Читаем Гоголь. Соловьев. Достоевский полностью

Тема отчужденности расширяется: князь чужой не только для людей, но и для природы, для всего мира. Социальное определение заполняется новым психологическим содержанием; князь не только русский дворянин, оторвавшийся от почвы, но и мечтатель, живущий в фантастическом мире и утративший связь с «живой жизнью». Резонер Евгений Павлович в конце романа упрекает князя во

лжи: он выдумал
свою любовь к Настасье Филипповне, он вообразил, что должен на ней жениться. «Фундамент всего происшедшего, — объясняет он, — составился из огромной наплывной массы головных убеждений, которые вы принимаете до сих пор за убеждения истинные, природные и непосредст–венные». Князь начитался в Швейцарии книг о России, стремился на родину и, приехав, набросился на «деятельность» — спасать обиженную красавицу. Евгений Павлович хочет сказать, что князь увлекся «женским вопросом», вообразил себя героем Жорж Занд или Дюма и занялся модной со времени «Дамы с камелиями»

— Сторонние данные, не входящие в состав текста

PR #11600, opened 2023-12-28
fix: improve reliability of exposeFunction

### LINKED ISSUE #8106: [Bug]: exposeFunction() sometimes gets stuck waiting forever, yet there's no documented timeout parameter.
### Bug description

```
console.log("Exposing function...");

await page.exposeFunction('myFunction', () => {
    // whatever...
    return;
});

console.log("Function exposed.");
```

About 80% of the times this works as expected.
Occasionally, however, this will get stuck waiting forever after this output:
```
Exposing functions...
```

As far as I understand, exposing a function is an instantaneous operation except for the part of sending a request to the browser (or in my case to chrome.browserless.io) and getting a response from it, so the only case where I can imagine this remaining stuck waiting without throwing an exception, is a network issue or the browser failing to respond.

But then there should be a configurable timeout parameter and I don't see any documented.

реабилитацией падшей женщины. Вся эта история произошла от нервной впечатлительности и головного восторга. Так практический разум судит и осуждает «несчастного идиота». Это — фантазер, мечтатель, терпящий полное поражение при столкновении с действительностью. Князь Мышкин принадлежит к тому племени мечтателей, которое наполняет произведения Достоевского докаторжного периода и из которого после каторги выделяются «человек из подполья» и Раскольников. Мы узнаем знакомые черты — отвлеченность, фантастичность, чудачество, уединенность… Но к старому в «Идиоте» присоединяется новое. Князь не только анализирует свой недуг, но и жаждет исцеления. Он возвращается в Россию для того, чтобы обрести почву, воссоединиться с народом, вернуться к истокам живой жизни. И в этом его отличие от всех предшествующих ему «мечтателей». Он шесть месяцев скитается по России и возвращается в Петербург «под самым сильным впечатлением всего того, что так и хлынуло на него на Руси». Он беседовал с интеллигентом–атеистом о религии, слышал о крестьянине, который зарезал своего приятеля со словами: «Господи, прости ради Христа», видел пьяного солдата, продавшего ему за двугривенный свой нательный крест, встретил молодую бабу, которая набожно перекрестилась, когда ее грудной ребенок улыбнулся ей в первый раз, — и вдруг понял, что «сущность религиозного чувства ни под какие рассуждения, ни под какие атеизмы не подходит».
Этим открытием он обязан русскому народу. «Но главное то, — заключает он, — что всего яснее и скорее на русском сердце это заметишь». Князь поверил в русского Христа, нашел почву и жаждет деятельности. «Есть что делать, Парфен!» — восторженно говорит он Рогожину. «Есть что делать на нашем русском свете, верь мне!» Прикосновение к родной земле превращает Мышкина в мистического народника. У него складывается целая религиозная философия, которую он с жаром излагает на вече ре у Епанчиных. Косноязычный «идиот» неожиданно превращается в красноречивого проповедника, фанатично утверждающего, что «католичество вера не христианская», что оно проповедует Антихриста и порождает атеизм и социализм. Заразе, надвигающейся с безбожного Запада, Россия должна противоставить подлинный лик Христов. «О, нам нужен отпор, — восклицает князь, — и скорей, скорей! Надо, чтобы воссиял в отпор Западу наш Христос, которого мы сохранили и которого они и не знали». Славянофильство князя вырастает до идеи русского православного мессианства. «Покажите русскому человеку в будущем обновление всего человечества и воскресение его, может быть, одною только русскою мыслью, русским Богом и Христом, и увидите, какой исполин могучий и правдивый, мудрый и кроткий вырастет перед изумленным миром». В этой вдохновенной проповеди много национальной гордости.